The wrangler jutted his jaw defiantly. "Torgason went out with the boss, Mr. Colton. I don't know where."
Wompler's tone turned menacing. "Mr. Gault here is a beef buyer for the Kiowa-Comanche agency. Mr. Colton won't like it, missin' a big beef sale, just because he's got a stubborn old wrangler on the place."
The old man paled. He knew very well that a missed sale could mean his job. And for men his age even wrangler jobs were next to impossible to come by. "Last I seen of Mr. Colton," he said shakily, "him and two hands and Torgason was headed toward north camp, brandin' strays they missed in the roundup."
"We're much obliged for all your help, Seth," Wompler said with heavy sarcasm. He reined his rented black gelding around the old man and headed north. Gault, after an instant's hesitation, followed on the buckskin.
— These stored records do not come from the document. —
PR #40, opened 2020-11-08
Quote Python version numbers

jugmac00:
... as with 3.10 this would break anyway.

### DIFF
--- a/config/pure-python/travis.yml
+++ b/config/pure-python/travis.yml
@@ -3,13 +3,13 @@
 language: python
 dist: focal
 python:
-  - 2.7
+  - "2.7"
   - pypy2
-  - 3.5
-  - 3.6
-  - 3.7
-  - 3.8
-  - 3.9
+  - "3.5"
+  - "3.6"
+  - "3.7"
+  - "3.8"
+  - "3.9"
   - pypy3
 
 matrix:
--- a/config/pure-python/travis.yml
+++ b/config/pure-python/travis.yml
@@ -15,10 +15,10 @@ python:
 matrix:
   include:
     - name: "lint"
-      python: 3.7
+      python: "3.7"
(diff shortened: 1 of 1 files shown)


mgedmin (commented):
Seems a bit inconsistent to do it here but not in the matrix.include bits.

mgedmin:
I've released check-python-versions 0.16.1 that will preserve these quotes if you use --add/--drop to update the list of supported version numbers and .travis.yml had all the version numbers quoted.

(check-python-versions was already adding quotes around the special case of "3.10", so it wouldn't be treated as a float.)

icemac:
For me this only adds visual noise.
Why do you think it would break on 3.10? `3.9-dev` also works without quotes.

jugmac00:
`3.9-dev` is a string, `3.10` is a float

mauritsvanrees:
I have not tried what happens, but I can imagine that this will get fixed in tox and/or Travis.
Just a guess.

mgedmin:
This issue has nothing to do with tox.

While Travis could hardcode a special-case for converting Python 3.1 to 3.10 (assuming nobody will ever want the actual Python 3.1), somehow I don't think they will do that.

The right thing to do is to specify Python 3.10 as `"3.10"` in YAML files.

I'm ambivalent on whether we want to quote all other Python versions.  Pros:
- these versions are not floats and we shouldn't be using float syntax
- when people come in to add 3.10 they will be gently directed to follow the example of existing quoted versions and they will avoid a mistake
- consistency

Cons:
- visual noise
- it's not really necessary before 3.10 final is released and supported by Travis (which takes like a month after the upstream release)

dataflake:
My vote would be for consistency, even if it adds visual noise.

icemac (approved):
Okay, convinced.

PR #42, opened 2020-11-18
Unify pure-python templates

icemac:
This is done by adding a `--with-pypy` switch on the command line.
`.meta.cfg` stores whether PyPy is supported or not.


mgedmin (approved):
LGTM

mgedmin:
(It would be nice if we could use Jinja2 instead of %-formatting, but not now.)

icemac:
> (It would be nice if we could use Jinja2 instead of %-formatting, but not now.)

This could be an idea. %-formatting was the only one within Python which does not interfere with the format inside the templates thus did not require any additional quoting.

icemac:
Thank you for looking into this PR. 😀

PR #43, opened 2020-11-20
Switch to Jinja2 as templating engine.

icemac:
Previously we used %-formating.
I kept `%(` and `)s` as start resp. end of variables as the defaults of Jinja2 interfere with the format used in the GitHub actions configuration file.


config/README.rst
```diff
@@ -45,7 +46,7 @@ Each directory contains the following files:
 
   - This file is copied to `.gitignore`.
 
-* MANIFEST.in
+* MANIFEST.in.jj2
```
mgedmin, line 49: This is the first time I see `.jj2`.  I've seen `.j2` before, for Jinja templates.

mgedmin (approved):
LGTM

The %(...)s thing takes some getting used to, but I understand the rationale.

config/README.rst
icemac: I am going to fix it. I've rarely used Jinja2 templates before.

icemac:
Thank you for reviewing this PR. 😀

PR #45, opened 2020-11-24
Add an option to drop Python 2 support.

icemac:
See https://github.com/zopefoundation/importchecker/pull/5 as an example where this is needed.


config/README.rst
```diff
@@ -162,6 +169,9 @@ fail-under
 with-pypy
   Does the package support PyPy: True/False
 
+without-py2
+  Do not run the tests on Python 2, PyPy2 and Python 3.5: True/False
+
```
mgedmin, line 174: Double negatives are hard to parse.  Could we have `with-py2` in the config file, defaulting to True, but keep the `--without-py2` command-line option?

config/README.rst
```diff
@@ -116,6 +116,11 @@ The following arguments are supported.
 --with-pypy
   Enable PyPy support. (Only needed one time as it is stored in .meta.cfg.)
 
+--without-py2
+  The package does not support Python 2, so do not test for it. Also drops
+  support for PyPy2 and Python 3.5 (Only needed one time as it is stored in
+  .meta.cfg.)
```
mgedmin, line 122: I think I sort of understand why 3.5 is bundled here, but it cries for an explanation in the docs.

mgedmin (approved):
I would be a happier person if you accepted my suggested refactoring to avoid double negatives, but I won't veto the change if you don't want to do that.

sallner:
I sketched [here](https://github.com/gocept/meta/pull/1) a possible solution to specify a minimum version and then support all version above that. This would also help with future python versions and projects which do not have Python 3.6 support as they were ported later. This would occasionally save some test builds.

config/README.rst
icemac: I changed the command line option to `--without-legacy-python`. In `.meta.cfg` the parameter is now called `with-legacy-python`. The default is to keep supporting Python 2.7+.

"Was it necessary," Gault asked angrily, "to scare the old man like that?"
"Yes," Wompler said. "As you'll learn, Gault, it's the only way to get anywheres in Standard County. Fear. It's a little lesson I learned when I was deputyin' for Grady Olsen."
By sundown Gault was tired of the saddle and sick of the company of Harry Wompler. They arrived at the banks of the Little Wichita as the sun was touching the dark green horizon. "We can make camp here," the ex-deputy said. "Or we can make it on to the Circle-R camp in maybe another hour."
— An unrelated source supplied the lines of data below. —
PR #48, opened 2020-12-03
Switch to toml as configuration format.

icemac:
This allows to have comments and indentation in options. (Needed for flake8 additional config.)

See https://github.com/zopefoundation/cipher.lazydate/pull/1 as an example built on the changes in this PR.

Open issues:

- [x] add a converter for the existing .meta.cfg files to port them to the new structure in the toml file. (db13c0d)
- [x] add a script to run the converter script or `config-package.py` on all packages listed in a `packages.txt`


config/README.rst
```diff
@@ -142,21 +142,41 @@ updated. Example:
...
-    additional-flake8-config =
-      ignore = D203
-    additional-check-manifest-ignores =
 
+    [flake8]
+    additional-config = [
+        "# E221 multiple spaces before operator",
+        "# E222 multiple spaces after operator",
+        "per-file-ignores =",
+        "    src/foo/bar.py: E221 E222"
```
mgedmin, line 162: This line is missing a trailing `,`.

config/README.rst
```diff
@@ -142,21 +142,41 @@ updated. Example:
...
+    additional-rules = [
+        "include *.foo",
+        "include *.bar",
+        ]
+
+    [check-manifest]
+    additional-ignores = [
+        "docs/html/*",
+        "docs/source/_static/*",
+        ]
```
mgedmin, line 176: The different alignment of the `]` in the three examples offends my inner pedant.

config/config-package.py
```diff
@@ -40,6 +41,30 @@ def copy_with_meta(template_name, destination, config_type, **kw):
...
+            s = []
+            for u in t:
+                if isinstance(u, list):
+                    for r in u:
+                        s.append(r)
+                else:
+                    retval += u + ",\n    "  # changed from original
+            t = s
+        retval += "]"
+        return retval
```
mgedmin, line 65: If we have to subclass the config file parser/formatter to make it do what we want, why don't we subclass ConfigParser instead to allow leading indentation, like zc.buildout does?

mgedmin (approved):
I'm not a fan of toml, personally, but that's not a good reason to reject this.

LGTM.

config/README.rst
icemac: Fixed.

config/README.rst
icemac: I have now aligned them in the way the file would be written by `config-package.py`.

config/config-package.py
icemac: I only subclassed the encoder to make the result nicer.
Using the default encoder of `toml` dumps lists as:

`foo = [ 'bar', 'baz']`

which is not convenient for longer lists.

Using the base class of my inherited encoder I was able to get it to

```
foo = [ 'bar',
    'baz'
    ]
```

which not completely convinced me. I am going to create a PR for the `toml` package to get my changes upstream.

Subclassing ConfigParser is not as easy as it seems to be. Parsing an ini file is a rather complex process – I did not imagine it being that hard. I tried both `iniparse` and `ConfigUpdater` to work around the problems I had with `ConfigParser`. But both libraries have their individual problems so I decided it might be time to switch to another config file format.

It is not only about keeping the indentation but also about keeping the comments. So they get written to the next config file (e. g. `setup.cfg`).
I am not sure if `zc.buildout` actually keeps the indentation when reading the config file. (Even `ConfigParser` allows to have indentation for multi line values. But it removing the indentation is a feature to prevent values with leading whitespace. If I remember correctly `zc.buildout` does the same.)

icemac:
I tried the `.meta.cfg` to `.meta.toml` converter script in https://github.com/zopefoundation/importchecker/pull/6. It breaks the tests as the repository also needs to be updated with the new linting rules.

icemac:
https://github.com/zopefoundation/importchecker/pull/7 was created using the .meta.cfg to .meta.toml converter in https://github.com/zopefoundation/meta/pull/48/commits/db13c0d85cfe87cebb1d0daa98c8266923fdc505 and it seem to have worked well.

icemac:
https://github.com/zopefoundation/z3c.recipe.sphinxdoc/pull/12 and https://github.com/zopefoundation/zc.recipe.testrunner/pull/9 where created using the new `multi-call.py` script.

icemac:

PR #49, opened 2020-12-07
Ignore .eggs/

mgedmin:
This directory shows up when setuptools has to download some packages itself, usually because of setup_requires.

Because I currently have a log of junk show up in ~/src/zopefoundation/zope.app.publication/.eggs/, and I see that its .gitignore says

```
# Generated from:
# https://github.com/zopefoundation/meta/tree/master/config/pure-python
```


sallner (approved):
That seems like a reasonable addition. :+1:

Gault's side was aching. "We'll camp here. I've had enough of the saddle for one day." They staked the horses downstream, boiled coffee and ate what was left in Gault's grub sack.
Wompler held one heavy biscuit to the fading light and said, "Don't have to ask where you got these. Esther never was no prize as a cook. Even I would admit that much."
"Did you know Miss Garnett long?"
The ex-deputy smiled his slack smile. "Long enough."
They finished the meal in silence, then Wompler dug the bottle out of his saddlebag and downed a carefully measured ration of whiskey. He put the bottle away without offering it to Gault. A faded army blanket and a yellow slicker known as a "fish" had come with Wompler's rented horse and saddle. He dumped it beneath the budding branches of a cottonwood, then walked up the grade from the river and stood for a while, building and smoking his highly combustible cigarettes, gazing upstream toward the Garnett place.
Gault decided the former lawman was not an easy man to know. In the Day and Night he had been a common drunk. At the Circle-R headquarters he had been ill-tempered and brutal to the old wrangler. Since that time he had shown flashes of sensitivity and the rudiments of education, neither of which were very common in a place like Standard County.
Gault sat beside the dying fire, smoking, trying to keep his mind away from the past. Wondering what he was going to say to the stock detective, Torgason, when he found him. How could Torgason help him? How could anybody help him?
When Wompler came back down the slope and stood beside the fire, Gault said, "Tell me about Torgason."
"Torgason…" Wompler considered his subject. "He's an old hand, good at his job, no nonsense. I don't like him, but he knows his business. And he ain't afraid of Olsen." With a curt nod, Wompler got to his feet and went to his bedroll. Tugging off his boots, he said, "You might not think it, Gault, but I used to be a man of ambition. I read law with old Judge Tabor at Gainsville. I set myself the task of learnin' the law, and then politics, and then…" Gault could not see his face, but he knew that Wompler was smiling that loose-lipped smile of his. "There wasn't no limit to the ambition I had in those days. A year ago I lost more than a job and a woman. I lost the man that used to be Harry Wompler. And I guess I won't be satisfied until I find out where he went."